Rest Day Read (SR-24)
The Creative Process
Moby: One Song, Two Days, Three Versions
from NPR’s Project Song by Bob Boilen
“I kicked off the songwriting process by showing them a series of photographs and words…Moby and Scarr are both drawn to an image of a man in the woods wearing a trenchcoat. There is a brown suitcase on the earthen floor beside him, and his head looks like a glowing storm cloud.
Next, I gave them a series of words to chose from. Moby picks the word “flight”. Scarr chooses “Sunday”, which Moby calls “the most depressing day of the week”.
Not long after, Moby puts the card with the word “Sunday” printed on it, along with the photograph, on a nearby chair.
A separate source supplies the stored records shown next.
PR #1352, opened 2022-09-04
Fix iOS build

kabiroberai:
This PR includes three orthogonal changes that fix building for iOS:

- Allow using limd as a submodule (relevant to use cases where limd is inside a parent project)
- Support OpenSSL built without OPENSSL_ENGINE (the [most popular](https://github.com/krzyzanowskim/OpenSSL) OpenSSL dist for iOS is built with `OPENSSL_NO_ENGINE`)
- Don't try to use `SCDynamicStoreCopyComputerName` on iOS – it's only defined in the macOS SDK.

### DIFF
--- a/git-version-gen
+++ b/git-version-gen
@@ -3,7 +3,7 @@ SRCDIR=`dirname $0`
 if test -n "$1"; then
   VER=$1
 else
-  if test -d "${SRCDIR}/.git" && test -x "`which git`" ; then
+  if test -r "${SRCDIR}/.git" && test -x "`which git`" ; then
     git update-index -q --refresh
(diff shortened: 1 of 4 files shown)


git-version-gen
```diff
@@ -3,7 +3,7 @@ SRCDIR=`dirname $0`
 if test -n "$1"; then
   VER=$1
 else
-  if test -d "${SRCDIR}/.git" && test -x "`which git`" ; then
+  if test -r "${SRCDIR}/.git" && test -x "`which git`" ; then
```
kabiroberai, line 6: this patch should be applied to libplist and libusbmuxd as well; @nikias I can put up PRs there if you want, or you could just push to master directly, whichever is more convenient for you.

PR #1393, opened 2022-12-20
Add timeout option for mobilebackup2_receive_message

AiXanadu:
Sometimes we may need to respond quickly, and the original 30-second waiting time is too long.
A new interface is added that allows the caller to customize the timeout period.

### DIFF
--- a/include/libimobiledevice/mobilebackup2.h
+++ b/include/libimobiledevice/mobilebackup2.h
@@ -128,6 +128,27 @@ mobilebackup2_error_t mobilebackup2_send_message(mobilebackup2_client_t client, 
 mobilebackup2_error_t mobilebackup2_receive_message(mobilebackup2_client_t client, plist_t *msg_plist, char **dlmessage);
 
 /**
+ * Receives a DL* message plist from the device with the specified timeout.
+ * This function is a wrapper around device_link_service_receive_message_with_timeout.
+ *
+ * @param client The connected MobileBackup client to use.
+ * @param msg_plist Pointer to a plist that will be set to the contents of the
+ *    message plist upon successful return.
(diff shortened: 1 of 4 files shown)


mexmer:
this interface is good addon, although i don't understand your reasoning.

if you want to cancel operation, you would want implement canceling callback, and not shortening timeout.

still i appreciate this function, atm i use modified version, that has 60 seconds timeout, because on some phones i testesd, initial reception (before or after manifest datbase is sent) takes up to 50 seconds, since it was only handfull of devices i never submitted PR for that.

mind timeout is not how long it waits in function, but how long it waits for response from device, if response from device is immediate, it will return immediately. if you reduce timeout, it will not force device to communicate faster, but instead it will fail faster, when device doesn't respond.

xanadu-lee:
When the amount of device data is large, for example, more than 100GB. It may take more than 2 minutes or more to wait from the start of the wait to the first data transfer.
The current mandatory 30-second timeout may cause some inconvenience to the caller.
It would be more flexible if we could enable the caller to customize the timeout.
For example, I perform device synchronization in a thread. Because I need to wait for too long, when I want to cancel before the timeout, I need to wait for the timeout to return before proceeding to the next step.

mexmer:
hmm, now i see what you mean
also disregard my cancel callback comment ... it's nowhere to propagate in libimobile interface, so probly using short timeout call and checking for "timeout error" and do retry, or jump out, is probly best way atm.

mexmer:
just a sidenote, during testing on different phones we found out, that canceling backup (either trough device disconnection, or by sending back error to device, to cancel it), sometimes causes backup service to get stuck in wrong state, and you need to reboot phone, to do backup again.

PR #1401, opened 2023-01-10
Fix iOS 5 SSL error

tihmstar:
Set SSL_OP_IGNORE_UNEXPECTED_EOF on OpenSSL 3 to fix talking to iOS 5

### DIFF
--- a/src/idevice.c
+++ b/src/idevice.c
@@ -1207,13 +1207,26 @@ LIBIMOBILEDEVICE_API idevice_error_t idevice_connection_enable_ssl(idevice_conne
 		SSL_CTX_set_max_proto_version(ssl_ctx, TLS1_VERSION);
 	}
 #endif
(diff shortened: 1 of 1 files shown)


mexmer:
fix checking openssl version
in older versions, there is no OPENSSL_VERSION_MAJOR macro, use
```
#if OPENSSL_VERSION_NUMBER >= 0x030000000
```
instead

nikias:
Turns out that `SSL_CTX_set_options` does *not* clear options that have been set before, so I could solve this even more elegantly: a15a31611d61379297ec45c2a5d34ab57dfb958d

mexmer:
@nikias i would still not use OPENSSL_VERSION_MAJOR macro, it's bad practice to compare undefined macro value, while most preprocessors simple replace undefined macro with empty value, it's just not right

nikias:
@mexmer fair enough: 9a5e78fe56267d6c721c92055c3ae9702bd25871

PR #1432, opened 2023-04-11
src: Update for LibreSSL >= 3.5.0

orbea:
This fixes the build with LibreSSL `>= 3.5.0` and updates it for LibreSSL `>=3.6.0`.

### DIFF
--- a/src/idevice.c
+++ b/src/idevice.c
@@ -1181,7 +1181,8 @@ LIBIMOBILEDEVICE_API idevice_error_t idevice_connection_enable_ssl(idevice_conne
 		return ret;
 	}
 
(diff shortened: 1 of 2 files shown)


nikias:
This won't do. We still need to support the older versions of LibreSSL. Instead of removing stuff we need to add the right version checks if the feature is already available in LibreSSL/OpenSSL.

orbea:
> This won't do. We still need to support the older versions of LibreSSL.

Thanks for the prompt reply, give me some time and I will update this PR.

orbea:
@nikias I updated PR, it was not as much effort as I imagined. I am unsure about the init/deinit code paths and they do not seem to be causing problems so I left them alone.

orbea:
@nikias When you have a chance can you please review this PR?

nikias:
Merged with d87213038d0a428adb3e91432a1b7f6ae4817993.

PR #1442, opened 2023-05-07
Remove bashisms in configure.ac

l-pt:
This change fixes the following errors when building from source on systems where /bin/sh is not bash: 
```
$ ./autogen.sh
[...]
./configure: 20360: test: xno: unexpected operator
./configure: 20372: test: xno: unexpected operator
./configure: 20385: test: xno: unexpected operator
./configure: 20421: test: xyes: unexpected operator
./configure: 20509: test: xno: unexpected operator
configure: error: No SSL library configured. libimobiledevice cannot be built without a supported SSL library.
```


nikias:
Merged with b18bfef.

PR #1444, opened 2023-05-10
include unistd.h for usleep()

kraj:
clang16 flags the missing header

Fixes
../../git/tools/idevicedevmodectl.c:363:2: error: call to undeclared function 'usleep'; ISO C99 and later do not support implicit function declarations [-Wimplicit-function-declaration]

### DIFF
--- a/tools/idevicedevmodectl.c
+++ b/tools/idevicedevmodectl.c
@@ -40,6 +40,7 @@
 #define __usleep(x) Sleep(x/1000)
 #else
 #include <arpa/inet.h>
+#include <unistd.h>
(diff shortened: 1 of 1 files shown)


mexmer:
usleep and unistd is not available on windows platform if you compiling with msvc. so this fix is not universal.

kraj:
> usleep and unistd is not available on windows platform if you compiling with msvc. so this fix is not universal.

perhaps I should move the include to line 41. Will  upload a new PR

mexmer:
yes it compiles now

nikias:
Merged with d379401.

PR #1510, opened 2023-11-24
Update Linux installation steps

dnicolson:


mexmer:
don't remove libimobiledeviceglue from readme, it is required since move of shared parts in libimobiledevice, libusbmuxd and others to sepratate project https://github.com/libimobiledevice/libimobiledevice-glue
most distribution don't have this package yet in stable branch, because there is no official release, but it's required for succesfull compilation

He picks up the bass guitar and immediately starts playing a riff in the key of E. Turns out, this hastily played baseline would become the bedrock for their new song.
Just six hours later, the first of three versions of “Gone to Sleep” was recorded.”

The creative process has always intrigued me. Creativity is vital to excellence. Creativity separates, it is the cream which rises to the top. I have always been interested in what makes greatness, in particular, Malcolm Gladwells writings on the subject. The great trainers I follow, Crossfit, Gym Jones, Dan John, Mike Rutherford, Coach Rod Cole, CrossFit Kids, Marty Gallagher, Mark Rippetoe and Dr. Lon Kilgore, just to name a few, are all very creative in their expertise and approach to their craft. The great football coaches I idolized, Hank Stram, Vince Lombardi, Mike Ditka, Bill Belchick, Mary Schottenheimer, Urban Meyer, Bill Snyder all use their creativity to innovate and dominate the sport. The beauty of what they all do is truly an art form.
This article, audio file and video of Moby creating a song from a photo and word on the NPR program Project Song shows the creative process at its best. Moby is completely in the zone, absolutely, completely focused on his purpose, as he and partner Kelli Scarr attack the creation of the piece. It is pretty cool stuff. Listen, watch, learn and enjoy.
Makes one wonder just what exactly it is in the small percentage of differences in the genetic code between Homo sapiens, that allows for such variety and creativity in our species.